**WORK TASK:** Read the data that follows. Then repeat it exactly.

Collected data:
▬▬▬▬▬▬▬▬▬▬

PR #5123, opened 2026-07-11
perf(a11y): try browser URL from AXWebArea's AXURL, b4 osascript

EzraEllette:
## description

**Tiered url search**

1. `AXWebArea`
2. Walk browser's web area to read url directly. max depth of 12 as this is the deepest I could find.
3. We fallback to the default -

▬▬▬▬▬▬▬▬▬▬

**ANSWER TO THIS TASK:**
PR #5123, opened 2026-07-11
perf(a11y): try browser URL from AXWebArea's AXURL, b4 osascript

EzraEllette:
## description

**Tiered url search**

1. `AXWebArea`
2. Walk browser's web area to read url directly. max depth of 12 as this is the deepest I could find.
3. We fallback to the default -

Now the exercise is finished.